Go to Science al Sartori wine shop (foto Università di Verona - area comunicazione)
Go to Science al Sartori wine shop (foto Università di Verona - area comunicazione)

Ha fatto tappa in Valpolicella GoTo Science 2018, l’iniziativa che racconta i progetti di ricerca dell’università di Verona in un ambiente informale, davanti a un bicchiere di vino o a un aperitivo analcolico, al fine di portare la conoscenza scientifica fuori dai laboratori e dalle aule universitarie. E di cosa si poteva parlare in Valpolicella se non di vino, seppur scientificamente?

 

Al Sartori Wine Shop a Pedemonte, al centro del discutere c’è stato il linguaggio tecnico usato da viticoltori, enologi e sommelier per descrivere le caratteristiche sensoriali del prodotto vino, linguaggio molto spesso poco comprensibile per i non addetti ai lavori. L’incontro, dal titolo, “Enopsicologia: il gusto del vino, dai sensi alle parole”, è stato condotto dal ricercatore di Psicologia generale all’università scaligera Roberto Burro insieme a Erika Branchini e Stefania Torquati, assegniste di ricerca in Psicologia generale. I tre studiosi hanno condiviso con il pubblico alcuni risultati emersi dal progetto del Fondo sociale europeo “Il gusto del vino.

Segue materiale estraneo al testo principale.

PR #2527, opened 2020-06-15
Misc fixes to contrib.epidemiology

fritzo:
Addresses #2426 

This implements three fixes in preparation for a tutorial notebook:
1. Support parallel chain MCMC. This requires pickle support, so I've moved the local function `heuristic()` to a method `._heuristic()`.
2. Fixes a shape error (and resolves a TODO) in `._concat_series()`.
3. Refactors relaxed logic to refer to a global `_RELAX_MIN_VARIANCE` variable, and lowers the value from 0.25 to 0.1, which seems to improve inference. (I may change again in the future, but future changes will be one-line changes rather than 6-line changes across 2 files).

## Tested
- [x] unit tests for `num_chains=1`
- [x] verified shape and numerical changes in a notebook

### DIFF
--- a/examples/contrib/epidemiology/sir.py
+++ b/examples/contrib/epidemiology/sir.py
@@ -91,6 +91,7 @@ def infer(args, model):
                      heuristic_ess_threshold=args.ess_threshold,
                      warmup_steps=args.warmup_steps,
                      num_samples=args.num_samples,
+                     num_chains=args.num_chains,
                      max_tree_depth=args.max_tree_depth,
                      arrowhead_mass=args.arrowhead_mass,
                      num_quant_bins=args.num_bins,
@@ -293,6 +294,7 @@ if __name__ == "__main__":
     parser.add_argument("-np", "--num-particles", default=1024, type=int)
     parser.add_argument("-ess", "--ess-threshold", default=0.5, type=float)
     parser.add_argument("-w", "--warmup-steps", type=int)
+    parser.add_argument("-c", "--num-chains", default=1, type=int)
     parser.add_argument("-t", "--max-tree-depth", default=5, type=int)
     parser.add_argument("-a", "--arrowhead-mass", action="store_true")
     parser.add_argument("-r", "--rng-seed", default=0, type=int)
--- a/examples/contrib/epidemiology/sir.py
+++ b/examples/contrib/epidemiology/sir.py
@@ -79,6 +79,7 @@ def generate_data(args):
 
 
 def infer(args, model):
+    parallel = args.num_chains > 1
     energies = []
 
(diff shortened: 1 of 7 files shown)


martinjankowiak:
> Refactors relaxed logic to refer to a global _RELAX_MIN_VARIANCE variable, and lowers the value from 0.25 to 0.1, which seems to improve inference. 

@fritzo any hypothesis as to why?

fritzo:
> > lowers `_RELAX_MIN_VARIANCE` from 0.25 to 0.1, which seems to improve inference.

> @fritzo any hypothesis as to why?

Yes, I believe there is a bias-variance tradeoff where very small `_RELAX_MIN_VARIANCE` leads to poor mixing because of infeasibility, but large `_RELAX_MIN_VARIANCE` leads to spurious infections due to leakage at zero. Anecdotally, the value 0.1 seems balance the tradeoff, but I have not yet done a thorough comparison.

pyro/infer/mcmc/api.py
```diff
@@ -408,8 +408,12 @@ def model(data):
         # If transforms is not explicitly provided, infer automatically using
         # model args, kwargs.
         if self.transforms is None:
+            # Try to initialize kernel.transforms using kernel.setup().
+            if getattr(self.kernel, "transforms", None) is None:
+                warmup_steps = 0
+                self.kernel.setup(warmup_steps, *args, **kwargs)
             # Use `kernel.transforms` when available
-            if hasattr(self.kernel, 'transforms') and self.kernel.transforms is not None:
+            if getattr(self.kernel, "transforms", None) is not None:
```
fritzo, line 416: This is required because manually calling `initialize_model()` below would ignore `init_strategy` and attempt to sample from `ImproperUniform`. Instead we let `kernel.setup()` call `initialize_model()` with proper arguments.

examples/contrib/epidemiology/sir.py
```diff
@@ -92,16 +93,17 @@ def hook_fn(kernel, *unused):
                      warmup_steps=args.warmup_steps,
                      num_samples=args.num_samples,
                      num_chains=args.num_chains,
+                     mp_context="spawn" if parallel else None,
```
martinjankowiak, line 96: unfortunately i've found this to be somewhat buggy (fair number of crashes)

fritzo: do you use "forkserver" instead?

@neerajprad do you have suggestions?

martinjankowiak: no i've used spawn. but i've tried to avoid it...

fritzo:
Phew 😅 thanks for reviewing!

Progettare una scienza dei gusti del vino, per elaborare e promuovere nuove schede di degustazione”.

 

“La ricerca è nata dalla constatazione che il linguaggio utilizzato dagli addetti ai lavori risulta di difficile comprensione per il consumatore non esperto” spiegano. “Obiettivo del progetto è stato costruire, quindi, i presupposti necessari per una sintonizzazione dei due linguaggi.”  Per fare questo i ricercatori si sono focalizzati da un lato sull’analisi del lessico esperto, presente nei Disciplinari di produzione, nelle Guide vini e nella terminologia dell’Associazione italiana sommelier (Ais) e dall’altro sull’analisi del lessico dei non esperti mediante la conduzione di studi sperimentali ad hoc condotti con il coinvolgimento dei consumatori standard.

 

“Si tratta di un progetto del quale è possibile prevedere sviluppi ulteriori” aggiungono “ad esempio allargando l’indagine ad altri vini italiani e stranieri e attraverso la conduzione di nuovi studi sperimentali mirati”. La ricerca è promossa dal dipartimento di Scienze umane dell’università di Verona in partnership con il dipartimento di Studi umanistici dell’università di Macerata, il Consorzio per la tutela dei vini Valpolicella e la Casa vinicola Sartori.